Byock’s Working Set of
Landmarks and Developmental Taskwork
|
|
LANDMARKS |
|
|
Sense of completion with worldly affairs |
Transfer of fiscal, legal and formal social responsibilities |
|
Sense of completion in relationships with community |
Closure of multiple social relationships (employment, commerce,
organizational, congregational) |
|
Sense of meaning about ones' individual life |
Life review |
|
Experienced love of self |
Self-acknowledgment |
|
Experienced love of others |
Acceptance of worthiness |
|
Sense of completion in relationships with family and friends |
Reconciliation, fullness of communication and closure in each of one's
important relationships. |
|
Acceptance of the finality of life – of one's existence as an individual |
Acknowledgment of the totality of personal loss represented by one's
dying and experience of personal pain of existential loss |
|
Sense of a new self (personhood) beyond personal loss |
Developing self-awareness in the present |
|
Sense of meaning about life in general |
Achieving a sense of awe |
|
Surrender to the transcendent, to the unknown - "letting go" |
In pursuit of this landmark, the doer and "taskwork" are one. Here, little remains of the ego except the volition to surrender. |
Table 2. Adapted from I. Byock. "The Nature of Suffering and the Nature of Opportunity at the End of Life." Clinical Geriatrics Medicine 12, no. 2 (1996): 237-52.

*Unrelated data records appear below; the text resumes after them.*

PR #2558, opened 2026-08-13
feat(pg): Phase 1c -- FS training in Postgres with no embedded CPython (0.19.0)

benzsevern:
Spec: `docs/superpowers/specs/2026-08-13-fs-em-rust-single-source-design.md`. **Stacked on #2556.**

## Scope finding first

The spec's Phase 1 item reads *"`bridge::train_em` stops embedding CPython"*. **That is not a slice.** The bridge *is* the Python embedding layer by design — its own docstring says "Python embedding layer for SQL extensions" — and `goldenmatch_train_em` cannot be de-bridged because it samples pairs and bins them into comparison vectors, and neither is ported. Porting them is PR-C's "the big one", whose hard part is reproducing a seeded sampler exactly.

So this takes the split the repo's own history already blesses. `goldenmatch_score` and the goldenflow transforms were **partially** de-bridged — some paths native, others still Python, no version bump. Here the split is by **input shape**:

| function | input | path |
|---|---|---|
| `goldenmatch_train_em` | rows | bridge → CPython (unchanged) |
| **`goldenmatch_train_em_from_counts`** | counted vectors | **`score-core::em_core` native-direct** |

That's the design, not a workaround. Counting agreement patterns is `GROUP BY` over the gamma columns — the one part a SQL engine is unambiguously right for — and the distinct-vector count is bounded by `prod(levels + 1)`, so the result is thousands of rows however many pairs were compared. **Postgres can now do both halves of FS training with no interpreter in the backend.**

## The version dance

New function → version bump, matching `hnsw_pairs` (0.10.0), `lsh_pairs` (0.11.0), goldencheck (0.13.0), key-integrity (0.17.0), docs (0.18.0). Control + Cargo to **0.19.0**, new base SQL, a `0.18.0→0.19.0` migration, both added to the CI install list.

## No `#[pg_test]`, deliberately

I wrote four, then found **`cargo pgrx test` cannot run for this crate** — CI's own comment says so, and it uses psql smoke instead. Those tests would have compiled and never executed: untested code wearing a test's clothes.

They're a `rust_pgrx` **psql smoke** now, running against a real `CREATE EXTENSION`, pinned to the *same anchors* as `score-core/tests/fixtures/em_counts_parity.json` so this surface cannot drift from the wheel's trainer. Covers the learnable case, the **#1836 conditioned-field case** (bounded `-3..+3` ramp + neutral `u` — the failure that took F1 0.83 → 0.57), and the fail-soft envelope.

## Input handling

Flat arrays per the `goldenmatch_hnsw_pairs(flat_vecs, dim)` idiom, since pgrx flattens multidim arrays. `u_probs` is **ragged** — field `j` contributes `n_levels[j]` entries — flattened in field order and split back by `n_levels`; a rectangular block is a length error rather than a silently misaligned model. Levels are range-checked, not cast. NaN counts rejected explicitly: NaN fails every comparison, so it slips past `<= 0.0`, poisons every weighted sum, and a NaN delta compares false against the convergence threshold — EM would run to the cap and return a model of NaNs.

## Verified / not verified

**Locally green:** `check_pgrx_sql_sync` (82 `#[pg_extern]` vs 82 `CREATE FUNCTION`), `check_workflow_yaml`, `regen_docs --check`, llms/README count gate, parity manifest updated.

**Not verified locally:** the crate does not compile on this box — `pgrx-pg-sys` needs PG headers there's no install for. So `fs_em.rs` compiling and the smoke passing rest on the `rust_pgrx` CI lane. Saying so explicitly because "it compiles" is not something I can claim here.

## Phase 1 status

- **1a** (#2556): Python trains through the kernel ✅
- **1c** (this): Postgres trains through the kernel, no CPython ✅
- **1b**: TypeScript still carries its own `trainEM` — not started
- Row-shaped `bridge::train_em` still embeds CPython, and will until the sampler and binning are ported.


benzsevern:
Fixed a real break this PR introduced. My new psql-smoke step was inserted **into the middle of an existing step's `run:` block** — on `main`, `psql smoke (scalar scorer, dedupe, autoconfig)` is one 501-line step, and my edit split it: 45 lines kept the original name and the remaining ~456 (including the `gm_resolve` smoke) ran under mine. That is why `rust_pgrx` failed on all three PG versions.

The YAML parse gate passed the whole time, because a step swallowed into another is still valid YAML. Rebuilt `ci.yml` from `main`'s copy, re-applied only the 0.19.0 `cp` lines, and appended my step **after** the job's last step. Verified structurally, not by parse: the job now has 12 steps with the 501-line one intact and mine at 55, and `jobs` is byte-identical to main outside `rust_pgrx`.

The extension crate itself compiled fine in CI, so `fs_em.rs` and `is_multiple_of` are good.

benzsevern:
Closing as **superseded, not abandoned** — every line of this PR is already on `main`.

#2559 (Phase 1b) was stacked on this branch, so its head carried this commit too. The merge queue squashed that whole branch, which landed the Postgres work under #2559's commit `02c0412b5`. Verified on `main`: `packages/rust/extensions/postgres/src/fs_em.rs` and `sql/goldenmatch_pg--0.19.0.sql` are both present, along with the control bump, the parity-manifest entry and the psql smoke.

**And the smoke ran green on all three PG versions** — `rust_pgrx (15|16|17): success`, with `NOTICE: FS EM from counts: OK (no CPython in this path)` in the log. That is the first execution of these assertions; the three earlier attempts died before reaching the SQL (step-boundary break, then `PGPORT` unbound). So `goldenmatch_train_em_from_counts` is now verified end to end against a real `CREATE EXTENSION`, native-direct over `score-core::em_core` with no embedded CPython.

Not merging this PR: its branch predates #2559, so its diff against `main` is now purely the **deletion** of the TypeScript work. Merging it would revert #2559.

One attribution wart worth recording: the Postgres 0.19.0 surface landed under a commit titled "Phase 1b -- TypeScript". The code is right; the commit title undersells what it carries.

Empiric support for this developmental model is provided by a study conducted by Steinhauser and colleagues involving focus groups comprised of patients with advanced illness and their families. Qualitative content analysis of transcripts revealed that people assign importance to domains of preparation for death, a sense of completion, and feeling that they are or have contributed to others.[67] In a detailed ethnographic, participant-observer study of nine terminally ill individuals and their primary caregivers, Staton, Shy and Byock demonstrated the relevance of this construct and of these developmental landmarks in the lives of people who are aware that they have only a few months to live.[68]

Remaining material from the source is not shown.